Out of the various types, payday loans and title loans are two of the most common types, but how do they differ from one another? Is a payday loan better than a title loan? or vice versa?

In this article, we are going to explore exactly that! So let’s get started

Understanding Title Loans

Title loans are short-term secured loans, which means they need collateral as security. More often than not, title loan lenders ask you to offer your vehicle or any other valuable asset for security.

Your asset is thoroughly evaluated to cover any financial risks the lender foresees like if you fail to pay the repayment amount. In case you fail to pay the title loan back, the lender can sell your asset and recover the loan amount.

The loan amount you qualify for directly depends on the value of your collateral. Say, if you are offering your car as security for the title loan, the disbursed loan amount will be 25% to 50% of your car’s value.

As this is a short-term loan, you need to pay off the borrowed amount within the repayment term mentioned in the agreement, which ranges from a few weeks to thirty days.

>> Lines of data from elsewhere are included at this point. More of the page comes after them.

PR #51, opened 2023-08-17
updated k8s-deps to 0.27.4 and controller runtime to 0.15.0

vardhaman22:
related issue: https://github.com/rancher/rancher/issues/41840

for updating controller-runtime changes from #48 are added.


jiaqiluo (changes requested):
We need to bump dependencies in `controller-runtime/go.mod`

kinarashah (changes requested):
Since rancher will be updated to use capi v1.5.0, we'd also need to update corresponding controller-runtime version in lasso. https://github.com/kubernetes-sigs/cluster-api/blob/v1.5.0/go.mod#L46 

https://github.com/rancher/lasso/pull/48 has partial update to v0.14.0 for reference

jiaqiluo (approved):
LGTM

kinarashah (approved):

PR #64, opened 2024-04-16
Use local replace for lasso instead of version number

JonCrowther:
The controller-runtime module uses a lasso version, but that version changes every time we update lasso resulting in an endless loop of updating. Instead, we make use of the "local" version.

[Similar to how we handle rancher/pkg/apis](https://github.com/rancher/rancher/blob/c9be13b09329bbee60a5f6419d500198f83c44d1/go.mod#L12)


tomleb (approved):
This week I tried to find where this package was being used and I couldn't find any place.

According to sourcegraph, it only appears in archived repos: https://sourcegraph.com/search?q=context%3Aglobal+repo%3A%5Egithub%5C.com%2Francher%2F*+%22github.com%2Francher%2Flasso%2Fcontroller-runtime%22&patternType=keyword&sm=0.

JonCrowther:
controller-runtime is removed in https://github.com/rancher/lasso/pull/66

It’s good to note that there is no penalty on pre-payment in title loans, which means you can repay your loan when you have extra cash on hand. Also, you need not pay the entire borrowed balance instantly, giving you time on your hands to periodically pay back the loan amount.

Understanding Payday Loans

Payday loans are loans disbursed for a short term but are unsecured. As the name suggests, a payday loan is a funding opportunity to secure extra cash in between your monthly paychecks. If you are running short of a small amount of money, that’s probably the best time to consider a payday loan.

Most borrowers turn to this type of loan as it does not require an asset as security and is disbursed rather quickly. The process of applying for a payday loan is quite simple with limited paperwork, which is an added plus. Most lenders streamline their payday loan application online for the borrower’s convenience. As a result, payday loans are disbursed within 24 to 48 hours of approval.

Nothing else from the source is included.